╭──

PR #5845, opened 2024-05-11
fix(core): filter scopes for 3rd-party app

wangsijie:
## Summary

In consent API, should always filter resource scopes for third party application.

Although the "missiongResourceScopes" from the prompt details are already filtered, there may be duplicated scopes from either resources or organization resources.

For example, if `scope1` is enabled in "personal" but not in "organizations", then it can appear in "missiongResourceScopes".

## Testing

Local tested, and integration tests case added.

## Checklist

- [ ] `.changeset`
- [ ] unit tests
- [x] integration tests

### DIFF
--- a/packages/core/src/routes/interaction/consent/utils.ts
+++ b/packages/core/src/routes/interaction/consent/utils.ts
@@ -3,7 +3,10 @@ import { type MissingResourceScopes, type Scope, missingResourceScopesGuard } fr
 import { errors } from 'oidc-provider';
 
 import { EnvSet } from '#src/env-set/index.js';
-import { findResourceScopes } from '#src/oidc/resource.js';
+import {
+  filterResourceScopesForTheThirdPartyApplication,
+  findResourceScopes,
+} from '#src/oidc/resource.js';
 import type Libraries from '#src/tenants/Libraries.js';
 import type Queries from '#src/tenants/Queries.js';
 import assertThat from '#src/utils/assert-that.js';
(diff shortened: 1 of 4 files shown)


packages/core/src/routes/interaction/consent/utils.ts
```diff
@@ -118,9 +123,23 @@ export const filterAndParseMissingResourceScopes = async ({
             organizationId,
           });
 
+          // Filter the scopes for the third-party application.
+          // Although the "missiongResourceScopes" from the prompt details are already filtered,
```
charIeszhao, line 127: Typo
```suggestion
          // Although the "missingResourceScopes" from the prompt details are already filtered,
```

packages/core/src/routes/interaction/consent/utils.ts
```diff
@@ -118,9 +123,23 @@ export const filterAndParseMissingResourceScopes = async ({
...
+          // there may be duplicated scopes from either resources or organization resources.
+          const filteredScopes = await filterResourceScopesForTheThirdPartyApplication(
+            libraries,
+            applicationId,
+            resourceIndicator,
+            scopes,
+            {
+              includeOrganizationResourceScopes: Boolean(organizationId),
+              includeResourceScopes: !organizationId,
```
charIeszhao, line 136: Seems these two booleans are always oppsite, so can we use one prop instead?

wangsijie: No, they can be both `true`

simeng-li (approved):
LGTM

╰──

EXERCISE:
Set down every entry again, exactly as written.

SOLUTION TO THIS TASK:
PR #5845, opened 2024-05-11
fix(core): filter scopes for 3rd-party app

wangsijie:
## Summary

In consent API, should always filter resource scopes for third party application.

Although the "missiongResourceScopes" from the prompt details are already filtered, there may be duplicated scopes from either resources or organization resources.

For example, if `scope1` is enabled in "personal" but not in "organizations", then it can appear in "missiongResourceScopes".

## Testing

Local tested, and integration tests case added.

## Checklist

- [ ] `.changeset`
- [ ] unit tests
- [x] integration tests

### DIFF
--- a/packages/core/src/routes/interaction/consent/utils.ts
+++ b/packages/core/src/routes/interaction/consent/utils.ts
@@ -3,7 +3,10 @@ import { type MissingResourceScopes, type Scope, missingResourceScopesGuard } fr
 import { errors } from 'oidc-provider';
 
 import { EnvSet } from '#src/env-set/index.js';
-import { findResourceScopes } from '#src/oidc/resource.js';
+import {
+  filterResourceScopesForTheThirdPartyApplication,
+  findResourceScopes,
+} from '#src/oidc/resource.js';
 import type Libraries from '#src/tenants/Libraries.js';
 import type Queries from '#src/tenants/Queries.js';
 import assertThat from '#src/utils/assert-that.js';
(diff shortened: 1 of 4 files shown)


packages/core/src/routes/interaction/consent/utils.ts
```diff
@@ -118,9 +123,23 @@ export const filterAndParseMissingResourceScopes = async ({
             organizationId,
           });
 
+          // Filter the scopes for the third-party application.
+          // Although the "missiongResourceScopes" from the prompt details are already filtered,
```
charIeszhao, line 127: Typo
```suggestion
          // Although the "missingResourceScopes" from the prompt details are already filtered,
```

packages/core/src/routes/interaction/consent/utils.ts
```diff
@@ -118,9 +123,23 @@ export const filterAndParseMissingResourceScopes = async ({
...
+          // there may be duplicated scopes from either resources or organization resources.
+          const filteredScopes = await filterResourceScopesForTheThirdPartyApplication(
+            libraries,
+            applicationId,
+            resourceIndicator,
+            scopes,
+            {
+              includeOrganizationResourceScopes: Boolean(organizationId),
+              includeResourceScopes: !organizationId,
```
charIeszhao, line 136: Seems these two booleans are always oppsite, so can we use one prop instead?

wangsijie: No, they can be both `true`

simeng-li (approved):
LGTM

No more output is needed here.